Colgan M, Colgan L.: Do nutrient supplements and dietary changes affect learning and emotional reactions of children with learning difficulties? Nutr Health 1984;3(1-2);69-77. Children in this study were given an individually designed vitamin and mineral supplement and their diets were changed to reduce sugars and refined foods. The subjects in the study, ages 5-15 years, were observed to have improvements in behavior in school as well as at home. The group also made great gains in reading skills and scored higher on standardized tests.
Bruner AB, et al.: Randomized study of cognitive effects of iron supplementation in non-anemic iron-deficient adolescent girls. Lancet 1996;348(9033):992-6. A group of teen aged high school girls who were determined to be iron deficient participated in an 8-week study. Results of screening at the end of trial period showed that girls who received iron supplementation performed better on verbal learning and memory tests than those who did not.
Benton D, Haller J, Fordy J.: Vitamin Supplementation for one year improves mood. Neuropsychobiology 1995;32(2)98-105. This study explored the benefits of taking vitamin supplements as a way of influencing mood. Both the male and female subjects reported that after 12 months of taking vitamin supplements they experienced a more agreeable mood. Female subjects in particular reported a feeling of more composure and better mental health after an increase in their level of thiamin.

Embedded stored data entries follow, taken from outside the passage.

PR #1059, opened 2026-07-17
Deterministic encoding

ThomasHaas:
Our encoding was not deterministic. To search for issues, I repeatedly dumped the encoding of the same benchmark and diff'd it to see differences. I then removed the sources of differences, mostly by using `LinkedHashSet` in place of `HashSet`.
I don't see any differences anymore, so the encoding is now deterministic as far as I can see.

What I have tested/fixed:
- Encoding order of relations. To fix this, I needed to make `DependencyGraph` compute deterministic topological orderings (among other things).
- Encoding order of SAT encoding for acyclicity
- Encoding of non-termination
- Encoding of program data/control-flow. In this case, `getRegisterReads` and `ReachingDefinitionsAnalysis.getUsedRegisters` could return register accesses in non-deterministic order.

The only thing I have not tested are recursive memory models and CAT_SPEC encodings. But I think the fix in `DependencyGraph` should work for them as well.

**Impact on runtime:** the SMT solving times seem to be much more stable now (they still have some fluctuation though). However, it is unclear if they are on average better or worse (maybe the fixed order is a bad order?).
There might be a bit of extra overhead in processing time (and memory usage) for using `LinkedHashSet` now. But I think that should be negligible.

### DIFF
--- a/dartagnan/src/main/java/com/dat3m/dartagnan/encoding/EncodingContext.java
+++ b/dartagnan/src/main/java/com/dat3m/dartagnan/encoding/EncodingContext.java
@@ -90,9 +90,11 @@ public final class EncodingContext {
                 .map(n -> t.getMemoryModel().getRelation(n).getDefinition())
                 .toList();
         final Iterable<? extends Constraint> toEncode = Iterables.concat(c, anarchicConstraints);
-        constraintsToEncode = new LinkedHashSet<>(
-                DependencyGraph.from(toEncode, EncodingContext::computeConstraintDependencies).getNodeContents()
-        );
+        var depGraph = DependencyGraph.from(toEncode, EncodingContext::computeConstraintDependencies);
+        // NOTE: This guarantees a deterministic ordering of the constraints to be encoded
+        constraintsToEncode = t.getMemoryModel().getConstraints().stream()
+                .filter(constr -> depGraph.get(constr) != null)
+                .toList();
     }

Walsh WJ et al.: Elevated blood copper/zinc ratios in assaultive young males. Physiol Behav 1997;49(1):327-9. Blood samples taken from a group of male patients age 3 to 20 years were analyzed for copper and zinc concentrations. The patients had been diagnosed as violence prone and assaultive. A statistically higher level of these elements than is normal was found in the blood samples of these patients, indicating a possible link to violent and aggressive behavior patterns.
Gibson RS.: Zinc, a critical nutrient in growth and development. New Zealand Medical Journal 1998; 111(1061). Signs of zinc deficiency can include genetic disorders, poor growth and weight gain among children, poor appetite and lethargy. Zinc supplements when used in conjunction with a balanced diet and adequate nutritional intake can improve and often eliminate these problems.